MGEL Click: Freedom Looks Like Socks
Breakthroughs don’t always look big. Sometimes they look like a hoodie, a pair of fuzzy socks, and uncontrollable laughter.
I’m in the middle of a major nervous system rewrite (more on that here) and I’m learning things I never knew about myself. I’m learning that small things can carry big consequences when you’re viewing them through the lens of trauma.
There was a year I grew like a weed. I can’t remember how many inches but it was significant. We only got clothes at the beginning of the school year, and halfway through I grew out of my pants. Kids being kids, someone made fun of me. I don’t remember who, when, or how often. It could have been once or a hundred times. It could have been in jest, or it could have been in cruelty.
Whatever way it happened, my brain received it as a threat. By that time I’d already developed a trauma core around being cast out of the tribe, of being left behind. My nervous system was already fully dysregulated. It was like a house with an open floor plan - any emotion, regardless of the situation, flooded the room. So that one moment - however many times it happened - didn’t land as a joke or as kids being kids, I took it as a threat to my personhood, to my belonging.

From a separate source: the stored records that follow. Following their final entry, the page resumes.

PR #10393, opened 2021-06-26
Replace mongodb-topology-manager

YC:
**Summary**
~~Upgrades CI environment to latest LTS version.~~
Refactored connection tests to remove use of `mongodb-topology-manager`.
The latest version on npm doesn't support the newer version of mongod (likely due to change https://github.com/mongodb/mongo/commit/e628734fdce256588793b8eda0998f04f5b696e6, which capitalised 'waiting' in the stdout logging). 
The latest version on Github doesn't `npm install` correctly for Node 15/16. 

This commit introduces `mkdirp` and `rimraf` to `devDependencies`, but they seem to be imported by other dependencies anyway.


test/connection_server.js
```diff
@@ -0,0 +1,79 @@
...
+    return new Promise(function(resolve, reject) {
+      self.purge().then(function() {
+        // Spawn server process
+        self.server = child_process.spawn(self.binary,
+          ['--port', self.port, '--bind_ip',
+            self.bind_ip, '--dbpath', self.dbpath]);
+
+        // Wait for ready
+        self.server.stdout.on('data', function(data) {
+          if (data.toString().includes('Waiting for connections')) {
```
vkarpov15, line 29: This change means that this logic won't work with MongoDB < 4.4, right?

.github/workflows/test.yml
```diff
@@ -26,16 +26,16 @@ jobs:
 
       - name: Setup
         run: |
-          wget -q http://downloads.mongodb.org/linux/mongodb-linux-x86_64-ubuntu1804-4.0.2.tgz
-          tar xf mongodb-linux-x86_64-ubuntu1804-4.0.2.tgz
+          wget -q https://downloads.mongodb.org/linux/mongodb-linux-x86_64-ubuntu2004-4.4.6.tgz
```
vkarpov15, line 29: Is it necessary to upgrade to 4.4 in this change if mongodb-topology-manager doesn't support it? I'd rather remove mongodb-topology-manager in a separate release.

test/connection_server.js
YC: I'll look into it, and try to improve compatibility with older versions.

.github/workflows/test.yml
YC: According to https://www.mongodb.com/download-center/community/releases/archive, 4.4.0 is the first version with a Ubuntu 20.04 archive/package. 
I'll revert `test.yml` for now.

test/connection_server.js
YC: I've reverted `test.yml`, so it should be back to testing 4.0.2.

vkarpov15 (approved):
Works for me. We should move off of mongodb-topology-manager anyway, it doesn't look like it'll be maintained going forward.

PR #10414, opened 2021-07-02
Allow usage of schema reserved keywords

### LINKED ISSUE #9010: Remove all reserved keywords from schema
re https://github.com/Automattic/mongoose/issues/8940#issuecomment-628279424 https://github.com/Automattic/mongoose/issues/8940#issuecomment-629479042

It would be great if we could get rid of entirely of schema reserved keywords.

It's a bit tricky, but I believe it's doable. AFAIK the reason we're having reserved keywords is that we don't want to overwrite document methods.
Even for those, we could allow them and offer alternatives to users, and use that alternative internally. Symbols seem like a good option for internal implementation.

This could be quite useful for people migrating from other types of DBs to MongoDB without having to change their fields' names and don't want their apps to break other apps that depend on their data being the same names.
```js
// user wants to use `validate` as a field name
// it's already present in their SQL DB which they are migrating
const userSchema = new Schema(
  { validate: { type: Boolean } },
  { suppressReservedWarning: true }
);

// if suppressReservedWarning is `false` (the default) compiling this schema
// should log a warning that `validate` field will overwrite a method for documents
// you'll need to use an alternative for those methods
// for more info: https://link.to.docs/alternatives
// this should include a list of alternatives that would still work

const user = new User({ validate: false });


// one alternative would be exporting an immutable object on mongoose
// that has a list of symbols, which we'll use internally
// and let the user use for themselves in this case.

const { validateSymbol } = mongoose.symbols;
await user[validateSymbol]();

// another option, that I don't really like
// is defining methods as statics on model that behave differently
// depending on the arguments.

await User.validate(user);
// at Model.validate, the first line should be
// if (obj instanceof Document) {
//   return obj[validateSymbol]();
// }
```

Thoughts? @vkarpov15 @lineus

AbdelrahmanHafez:
fixes #9010


AbdelrahmanHafez:
I think we should replace the error throwing with a warning when someone uses a key that is previously reserved, the warning should include a link to an FAQ letting people know the history of reserved, why it's there, and advise them to prefer `$method` over `method`, then we'll need to offer an option to shut that warning off on each schema and globally.

lib/types/subdocument.js
```diff
@@ -161,7 +161,7 @@ Subdocument.prototype.isModified = function(paths, modifiedPaths) {
       paths = this.$__pathRelativeToParent();
     }
 
-    return parent.isModified(paths, modifiedPaths);
+    return parent.$isModified(paths, modifiedPaths);
```
AbdelrahmanHafez, line 164: @vkarpov15 
Is it possible that `parent` here can be a subdocument? If that's the case it's possible that `$isModified` won't exist on it, we'd need to handle that.

vkarpov15: It is possible, but subdocuments inherit from documents so they should both have `$isModified()`

vkarpov15:
I agree with this comment: https://github.com/Automattic/mongoose/pull/10414#issuecomment-876863778

My only concern thus far is changing the docs to use `$save()` instead of `save()`. Does that change feel too heavy to you? We will always support `.save()` _unless_ the user explicitly creates a `save` property on the schema, so I'm a little wary of changing it in the docs because it implies that `.save()` will no longer work.

lib/types/subdocument.js
AbdelrahmanHafez: Then we're safe, thank you.

AbdelrahmanHafez:
Actually, I agree. I don't think we should change it in the docs now that we'll warn users when they're using reserved keys, my initial thought was that we'll prefer `$save(...)` as a default over `save(...)`, but that's not true for users, it should be the default for plugin authors and mongoose internal usage.

I'll revert the changes in the docs.

AbdelrahmanHafez:
Assumption to be tested:
any object that `isMongooseObject(obj) === true` inherits from `Document`, therefore it has access to `$toObject(...)`

AbdelrahmanHafez:
@vkarpov15 
All ready except for the following:
* preferring `$toObject` over `toObject` internally, the name `toObject` is used all over the place and I am not sure what inherits from what
allowing `schema.reserved.collection` and using `collection` in schema results in an error that I yet haven't been able to resolve:
```
TypeError: Cannot read property 'Symbol(mongoose#Document#scope)' of undefined
    at Model.set [as collection] (lib\helpers\document\compile.js:176:32)
    at Function.compile (lib\model.js:4804:30)
    at Mongoose._model (lib\index.js:554:27)
    at NativeConnection.Connection.model (lib\connection.js:1139:23)
    at NativeConnection.conn.model (test\common.js:106:18)
    at Context.<anonymous> (test\document.test.js:10536:25)
    at processImmediate (internal/timers.js:464:21)
```

vkarpov15 (approved):
Great work, thanks :+1:

AbdelrahmanHafez:
Happy to help 👍

steven266:
@AbdelrahmanHafez Thank you for your great work!

https://github.com/Automattic/mongoose/pull/10414#issuecomment-893060615

> Allowing schema.reserved.collection and using collection in schema results in an error that I yet haven't been able to resolve:

It seems like `collection` is still not usable, right? Is there any way I can help to make `collection` usable as a schema key?

AbdelrahmanHafez:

Since the experience was encoded as a threat, it stuck. Back then, it manifested itself in shame and embarrassment. Wanting to hide, to shrink, to make myself invisible. I didn’t even realize it, but I carried that into adulthood. It shows up in many different ways but for the sake of brevity, my brain used socks as a low-stakes proxy for a high-stakes fear: if I choose wrong, I’ll be exposed again. It makes me feel like a sitting duck, like the floor could drop out from under me at any moment.
Now I’m learning there’s a whole different way to experience emotions. Turns out, in a regulated system, emotions have containers - they don’t leak into your self-worth. They don’t make you feel like you have to hide or shrink inside yourself. In a regulated system, it’s possible to experience embarrassment and not have it feel like a soul-level injury. In a regulated system, if the situation is small, the emotion is accordingly small. If you address the emotion, it resolves. It doesn’t linger for hours, days, weeks. It doesn’t coat you in a film of shame and disgust.
So when I went to change into comfy clothes and my shame spiral didn’t start? When I took a split second to decide what socks to wear instead of agonizing over the decision? When I picked a pair of socks that I have never allowed myself to wear with this hoodie because the blues didn’t match? The absence of self-hate, shame, criticism, the internal voice that is constantly telling me I’m worthless made me feel so good I started laughing. In my lived memory, choosing socks usually came with some kind of internal fallout. Yet here I was doing it in a fraction of a second and not being upset by my choice. The decision wasn’t the breakthrough - the silence was. The quiet in place of hate is so peaceful. So spacious. I could really get used to it here.
If your socks are carrying more weight than they should, it might not be about the socks. Follow it back to the root. Challenge the core belief. It might help you set that weight down.